Janvier 2014 - Fraternité gréco-arménienne, deux ouvrages

Deux ouvrages de nos collections célèbrent l'amitié gréco-arménienne au lendemain de la Première Guerre mondiale. Ils relatent les discours prononcés au cours de réunions organisées à l'initiative de l'Union Intellectuelle Arménienne de Paris. Et Archag Tchobanian de s'exclamer : Une victoire radieuse a couronné la formidable lutte. L'esprit du Mal a subi la plus grande défaite que l'Histoire connaisse. En Occident comme en Orient, le Despotisme est terrassé. C'est bien l'aube d'une ère nouvelle qui sera celle du règne universel du Droit.
Mais c'était avant le Traité de Lausanne...

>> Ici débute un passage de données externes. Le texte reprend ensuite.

PR #1586, opened 2026-04-16
Use short_title in compute_navigation

### LINKED ISSUE #1589: short title missing from navigation

The short title from eg. `section.short_title_lang1` should appear in the navigation bar instead of the title when it is provided.

### References / Verweise

* https://github.com/rdmorganiser/rdmo/blob/e77e2ca30fc069987a912c1fa1803b914bfc86aa/rdmo/projects/answers.py#L47

jochenklar:
Shot titles where accidentally removed in RDMO 2.4.0. This restores there use in the sidebar of the interview. Draft for now since I don't know if we want to have an extra release for this.

### DIFF
--- a/rdmo/projects/tests/test_navigation.py
+++ b/rdmo/projects/tests/test_navigation.py
@@ -86,3 +86,32 @@ def test_compute_navigation(db, section_uri):
                 assert page['total'] == total, page['uri']
                 assert page['show'] == show, page['uri']
                 assert 'title' in  page  # test for verbose, help is filtered out
+
+def test_compute_navigation_uses_short_title_as_title(db):
+    project = Project.objects.get(id=1)
+    project.catalog.prefetch_elements()
+
+    # ARRANGE: pick a section and its first page
+    section = project.catalog.elements[0]
+    page = section.elements[0]
+
+    # ARRANGE: clear the normal titles and set short titles
+    section.title_lang1 = ""
+    section.short_title_lang1 = 'SectionShorty'
+    section.save()
+    page.title_lang1 = ""
+    page.short_title_lang1 = 'PageShorty'
+    page.save()
+
+    # ACT: compute navigation for this section
+    section = project.catalog.sections.get(id=section.id)
+    navigation = compute_navigation(project, section)
+
+    # ASSERT: find the section title and compare to its short_title
+    section_nav = next((s for s in navigation if s['id'] == section.id), None)
+    assert section_nav.get('title') == 'SectionShorty'
+
+    # ASSERT: find the page title and compare to its short_title
+    pages = section_nav.get('pages', [])
+    page_nav = next((p for p in pages if p['id'] == page.id), None)
+    assert page_nav.get('title') == 'PageShorty'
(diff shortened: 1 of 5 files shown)


MyPyDavid:
I though it would be easy to add a simple test for this but I think that the `TranslationMixin` is broken somehow and we need to add a fix for that as well.

```python
(Pdb)  django.utils.translation.get_language()
'en-us'
(Pdb) rdmo.core.utils.get_languages()
[('en', 'English', 'lang1'), ('de', 'German', 'lang2')]
```
and we try to compare  `'en' == 'en-us'`....

https://github.com/rdmorganiser/rdmo/blob/e77e2ca30fc069987a912c1fa1803b914bfc86aa/rdmo/core/models.py#L38

```python
(Pdb) section.short_title_lang1
'SectionShorty'
(Pdb) section.short_title
''
```
:exploding_head:  :question:

MyPyDavid:
Still the new tests (without the fix for TranslationMixin)  did not fail in the CI somehow, maybe some leaky tests were setting the locale to `en` for the rest of the tests?! Because from the rdmo core default settings it should be set to `LANGUAGE_CODE = 'en-us'` ??
When the tests now pass than there was no problem at all (or something else is leaky)  :face_in_clouds:

MyPyDavid:
If these tests in https://github.com/rdmorganiser/rdmo/pull/1590 also pass then I give up. :microphone:-drop

MyPyDavid (approved):
Fixed and tested.

The two other changes to translations in the tests are unrelated but I don't want to force-push the branch right now so..

rdmo/projects/tests/test_navigation.py
```diff
@@ -86,3 +86,32 @@ def test_compute_navigation(db, section_uri):
...
+    project = Project.objects.get(id=1)
+    project.catalog.prefetch_elements()
+
+    # ARRANGE: pick a section and its first page
+    section = project.catalog.elements[0]
+    page = section.elements[0]
+
+    # ARRANGE: clear the normal titles and set short titles
+    section.title_lang1 = ""
+    section.short_title_lang1 = 'SectionShorty'
```
MyPyDavid, line 101: this was the test that was simply broken somehow on my machine because I had `en-us` as the locale language

jochenklar:
I had a look, and I think that the easy solution is to use the following, whenever we need to use the `TranslationMixin` outside the usual Django `request`.

```python
from django.utils.translation import activate

test_xyz(...):
    activate('en')  # not even use settings
```

It worked before, it should work now.

I also found [get_supported_language_variant](https://docs.djangoproject.com/en/6.0/ref/utils/#django.utils.translation.get_supported_language_variant):

```python
from django.utils.translation import activate, get_supported_language_variant

test_xyz(...):
    activate(get_supported_language_variant(settings.LANGUAGE_CODE))
```

jochenklar:
@MyPyDavid I made it a bit simpler by using `get_supported_language_variant` in `TranslationMixin`.

MyPyDavid (approved):
yes, thanks, looks good!

PR #1587, opened 2026-04-18
Improve condition handling

### LINKED ISSUE #1579: RDMO cannot handle a lot of conditions
When loading a page in the interview, all conditions are resolved for each set using individual HTTP requests. This is unsustainable and breaks down if to many conditions are configured (there is a case with 70 conditions resulting in 350 requests.).

A solution would be to collect the requests in the front end and refactor the `resolve` action in `ProjectViewSet` to accept and check lists of parameters (probably as `POST`).

Since the same check is done on each update, the front end could also communicate what value was changed so that only the conditions affected by this value could be checked.

jochenklar:
This PR improved the way conditions are checked in the interview. Instead of checked each element and set with a seperate request, the front end collects all checks into a list and sends as `POST` to a new `resolve` endpoint. Custom prefetching allows for very fast resolving.


rdmo/projects/assets/js/interview/actions/interviewActions.js
```diff
@@ -221,51 +219,66 @@ export function fetchValuesError(error) {
...
-
-export function resolveCondition(element, set) {
-  const pendingId = `resolveCondition/${element.model}/${element.id}/${set.set_prefix}/${set.set_index}`
-
-  return (dispatch) => {
-    dispatch(addToPending(pendingId))
-    dispatch(resolveConditionInit())
 
-    return ProjectApi.resolveCondition(projectId, set, element)
+    return ProjectApi.resolveConditions(projectId, payload)
```
CalamityC, line 260: Would it make sense to early-return when payload.length === 0 to avoid an unnecessary API call?

rdmo/projects/assets/js/interview/actions/interviewActions.js
```diff
@@ -221,51 +219,66 @@ export function fetchValuesError(error) {
 }
 
 export function resolveConditions(page, sets) {
+  const pendingId = 'resolveConditions'
```
CalamityC, line 222: Is that intentional? I’m wondering if overlapping resolveConditions calls could interfere with each other in pending tracking.

CalamityC (approved):

rdmo/projects/assets/js/interview/actions/interviewActions.js
MyPyDavid: yes, me and my GPT assistant were also wondering about this, the static pendinId might make collision??

> 
> 1.
> Generate a unique request id per resolveConditions() call, not a constant string.
> 2.
> Dispatch that id in both addToPending() and removeFromPending().
> 3.
> Carry the same id through resolveConditionsSuccess / resolveConditionsError and have the reducer ignore stale responses if a newer resolve has already started.
> That solves both problems:
> •
> one completion no longer clears another in-flight request
> •
> an older response can’t overwrite newer condition state

```js
const requestId = `resolveConditions/${Date.now()}/${Math.random()}`
dispatch(addToPending(requestId))
dispatch(resolveConditionsInit(requestId))
return ProjectApi.resolveConditions(...).then(
  (response) => {
    dispatch(removeFromPending(requestId))
    dispatch(resolveConditionsSuccess(requestId, response))
  }
)
```

MyPyDavid (approved):
to me it seems good, I also tested with the SMP (but it does not have many conditions on asingle page)

rdmo/projects/assets/js/interview/actions/interviewActions.js
jochenklar: The `pending` functionality does not check if a newer request has been performed (to prevent race conditions), it just updates the pending indicator. Therefore only `id`s of elements etc. are included to distinguish the different kind of fetches the front end performs simultaneously. For `fetchPage` and `fetchConditions` there is only one "kind" of request, therefore no "arguments".

It makes sense to extend this at some point as the LLM suggested, but not now 🙂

La Renaissance de l'Orient

Discours prononcés à la grande réunion organisée par l'Union intellectuelle arménienne de Paris et qui a eu lieu le 11 décembre 1919 à la Sall des Agriculteurs, sous la présidence de M. Denys Cochin, de l'Académie française
En vente au profit du Secours National Arménien

  • La Renaissance de l'Orient. La Victoire de la liberté et les irrédimés d'Orient, par M. Denys COCHIN. L'Arménie, avant-garde de la civilisation gréco-latine en Orient, par M. Archag TCHOBANIAN - L'Esprit touranien, par M. Bertrand BAREILLES. Grèce et Arménie, par M. Jean S. SVORONOS
  • Editions Ernest Leroux
  • 1919
  • Imprimerie Lang, Blanchong, Paris
  • 12 x 19 cm, 68 pages
  • Publications de l'Union intellectuelle arménienne de Paris

Discours de M. Denys Cochin

Mesdames, Messieurs,

Quand on avance en âge, on est heureux de retrouver les souvenirs ardents de sa jeunesse, de revoir vivantes des causes auxquelles on s'est toujours intéressé.

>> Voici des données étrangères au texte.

PR #1588, opened 2026-04-19
Fix pandoc

jochenklar:
This PR fixes the display of images when exporting via Pandoc (which nobody noticed yet...).

It also fixes `test_get_pandoc_content`, which failed on more recent pandoc versions (which appearantly got pickier when they cannot find images to include).


rdmo/core/pandoc.py
```diff
@@ -75,6 +75,9 @@ def get_pandoc_args(export_format, context):
     pandoc_version = get_pandoc_version()
     pandoc_args = list(settings.EXPORT_PANDOC_ARGS.get(export_format, []))  # without list(), settings would be changed
 
+    if pandoc_version < Version('2'):
```
MyPyDavid, line 78: there is something going on with these multiple `--resourse-path` args, https://pandoc.org/releases.html#pandoc-2.12-2021-03-08.
So maybe increase the minimum version to explicitly to `2.12`??


from GPT:
> `get_pandoc_args()` now requires only pandoc >= 2.0, but it may pass --resource-path multiple times. That only became safe in Pandoc 2.12; before that, the last --resource-path replaced earlier ones. So with Pandoc 2.0–2.11, STATIC_ROOT can be silently dropped when context["resource_path"] is present.

jochenklar: Yes indeed, it seems it was broken all the time (for `pandoc < 2.12`). The correct way is to combine the path with `:` (or `;` on Windows), which is [os.pathsep](https://docs.python.org/3.14/library/os.html#os.pathsep). See also https://github.com/jgm/pandoc/issues/6152#issuecomment-589771375. I also fixed the test a bit to use proper `pathlib.Path` to also work in Windows.

MyPyDavid (approved):
This is great for all pandoc users out there!

PR #1590, opened 2026-04-27
Fix and test exact-locale and base-language fallback handling in TranslationMixin.trans and SearchFilter

### LINKED ISSUE #1591: Translationmixin can not handle exact regional locales (like 'en-us', 'de-at',...)

Some unexpected behaviour of a failing test in the local development setup lead to finding a bug in the `Translationmixin.trans` method, it fails to use the exact regional languages.

When 'en' is defined in the 'settings.LANGUAGES' and 'en-us' is set as the current locale language then the 'en' field on the Model instance should be used for the translation.

> I though it would be easy to add a simple test for this but I think that the `TranslationMixin` is broken somehow and we need to add a fix for that as well.
> 
> ```python
> (Pdb)  django.utils.translation.get_language()
> 'en-us'
> (Pdb) rdmo.core.utils.get_languages()
> [('en', 'English', 'lang1'), ('de', 'German', 'lang2')]
> ```
> and we try to compare  `'en' == 'en-us'`....
> 
> https://github.com/rdmorganiser/rdmo/blob/e77e2ca30fc069987a912c1fa1803b914bfc86aa/rdmo/core/models.py#L38
> 
> ```python
> (Pdb) section.short_title_lang1
> 'SectionShorty'
> (Pdb) section.short_title
> ''
> ```
> :exploding_head:  :question:

_Originally posted by @MyPyDavid in https://github.com/rdmorganiser/rdmo/issues/1586#issuecomment-4313040286_

### Context / Kontext

2.4.4

### References / Verweise

*  https://github.com/rdmorganiser/rdmo/blob/e77e2ca30fc069987a912c1fa1803b914bfc86aa/rdmo/core/models.py#L38

MyPyDavid:
## Description

Possibly Related issue: #1589 

Is the TranslationMixin now broken or not?!

PS It did not support the behaviour of the new tests so it was broken somehow..

### DIFF
--- a/rdmo/core/filters.py
+++ b/rdmo/core/filters.py
@@ -1,9 +1,8 @@
 from django.db.models import Q
-from django.utils.translation import get_language
 
 from rest_framework.filters import BaseFilterBackend
 
-from rdmo.core.utils import get_languages
+from rdmo.core.utils import get_current_language_field
 
 
 class SearchFilter(BaseFilterBackend):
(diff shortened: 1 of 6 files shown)


jochenklar:
I think this can be closed now. The `TranslationMixin` was fixed for `LANGUAGE_CODE`, e.g. when no language is set in the request, in https://github.com/rdmorganiser/rdmo/pull/1586.

MyPyDavid:
> I think this can be closed now. The `TranslationMixin` was fixed for `LANGUAGE_CODE`, e.g. when no language is set in the request, in #1586.

yes, thanks and also because we do not (need to) support the regional `en-us`, `de-at` variants in the RDMO content translations.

Il arrive souvent, surtout dans une vie politique, que les espérances qu'on avait conçues ne se sont pas réalisées, que des choses qu'on a admirées d'abord ont paru soulever quelques doutes ; on fait son examen de conscience, et on est heureux de noter des circonstances où il est bien certain qu'on ne s'est pas trompé.

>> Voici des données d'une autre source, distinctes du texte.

PR #1599, opened 2026-05-02
Add pypi-release to GitHub workflow

jochenklar:
This PR aims to move the manual release to PyPI to GitHub actions as part of `ci.yml`. It adds a `pypi-release` job which only runs on tags and does some cosmetic renaming (edit: the PR not the Job 🙄).

I had to disables the `zizmore` cache poisoning check. It triggered because the workflow now runs on tags and there is an attack vector, where people manipulate the cache used by npm or pip in the workflow. For us only the npm cache in the `build` job is relevant. I disabled the cache. We could also add something complicated like here: https://github.com/hynek/build-and-inspect-python-package/blob/main/action.yml#L94

Another thing: should we fix the `python-version` when building the python wheel to something we choose (see: https://github.com/hynek/build-and-inspect-python-package/blob/main/action.yml#L26)?

### DIFF
--- a/.github/workflows/ci.yml
+++ b/.github/workflows/ci.yml
@@ -4,6 +4,8 @@ on:
   push:
     branches:
       - main
+    tags:
+      - '*'
   pull_request:
     # run CI only if files in these whitelisted paths are changed
     paths:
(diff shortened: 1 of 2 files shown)


afuetterer:
This is getting difficult to parse mentally, right?
Maybe just generate a second yaml file, cd.yml, publish.yml or deploy.yml that only gets triggered on tags / gh releases?
What do you think?

Otherwise I am all for doing the pypi push via gha.

.github/workflows/ci.yml
```diff
@@ -31,26 +33,26 @@ permissions: {}
...
     - uses: actions/setup-node@v6
       with:
         node-version: 22.22
-        cache: npm
-    - run: npm ci && npm run build:dist
+        cache: ${{ startsWith(github.ref, 'refs/tags/') && '' || 'npm' }}  # disable cache on tags
+    - name: build front end
+      run: npm ci && npm run build:dist
     - name: Build and inspect package
       uses: hynek/build-and-inspect-python-package@efb823f52190ad02594531168b7a2d5790e66516 # v2.14.0
```
MyPyDavid, line 51: you want to explicitly specify the `python-version` in here? 
Maybe do it because sometimes we are not yet on the latest version..
On the other hand it should not matter because we build a  **pure Python universal wheel** 🤔 

>Another thing: should we fix the python-version when building the python wheel to something we choose (see: https://github.com/hynek/build-and-inspect-python-package/blob/main/action.yml#L26)?

MyPyDavid (approved):
Let's try if for the next patch release?! 2.4.5 🚀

Défendre la cause des Arméniens, avoir eu l'honneur de parler souvent pour une pareille cause, c'est certainement avoir rencontré une des circonstances heureuses où, quoiqu'il arrive, on peut être sûr d'avoir été dans le vrai, dans le droit, dans le juste (très vifs applaudissements.)

Nous nous retrouvons après quatre ans d'épreuves formidables, en une journée où ceux qui, comme moi, ont rencontré des témoins des fêtes qui viennent de se célébrer à Strasbourg, à Metz, à Colmar, ont vu des gens transformés par l'émotion et par la joie ; les caractères les plus calmes, les esprits les plus froids reviennent de Metz, de Strasbourg, de Colmar, tellement émus qu'ils ne peuvent vous parler, qu'ils ne peuvent vous serrer la main sans avoir la gorge serrée et la voix tremblante au souvenir de ce qu'ils viennent de voir.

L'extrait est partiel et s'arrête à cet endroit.